ASSIGNMENT: A complete and exact copy of the data below is the task.

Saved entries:

PR #677, opened 2016-06-09
SyncProducer batch support

### LINKED ISSUE #674: Support synchronous sending for batches of messages
Currently, the sync producer doesn't support sending batches of messages, even though the underlying protocol allows this (and the java client library supports this too).

We have a need to send a batch of messages reliably with acknowledgment, but don't want to incur the multiple round trips required with sending each message individually.

eapache:
Provide a `SyncProducer.SendMessages` method which produces a given *batch* of
messages (though does not guarantee they will end up in a single batch on the
wire).

Fixes #674 

@tadbook @JasonRosenberg cc @wvanbergen

### DIFF
--- a/mocks/sync_producer.go
+++ b/mocks/sync_producer.go
@@ -57,6 +57,31 @@ func (sp *SyncProducer) SendMessage(msg *sarama.ProducerMessage) (partition int3
 	}
 }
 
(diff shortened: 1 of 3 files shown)


tadbook:
Thanks!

ANSWER SPACE:
PR #677, opened 2016-06-09
SyncProducer batch support

### LINKED ISSUE #674: Support synchronous sending for batches of messages
Currently, the sync producer doesn't support sending batches of messages, even though the underlying protocol allows this (and the java client library supports this too).

We have a need to send a batch of messages reliably with acknowledgment, but don't want to incur the multiple round trips required with sending each message individually.

eapache:
Provide a `SyncProducer.SendMessages` method which produces a given *batch* of
messages (though does not guarantee they will end up in a single batch on the
wire).

Fixes #674 

@tadbook @JasonRosenberg cc @wvanbergen

### DIFF
--- a/mocks/sync_producer.go
+++ b/mocks/sync_producer.go
@@ -57,6 +57,31 @@ func (sp *SyncProducer) SendMessage(msg *sarama.ProducerMessage) (partition int3
 	}
 }
 
(diff shortened: 1 of 3 files shown)


tadbook:
Thanks!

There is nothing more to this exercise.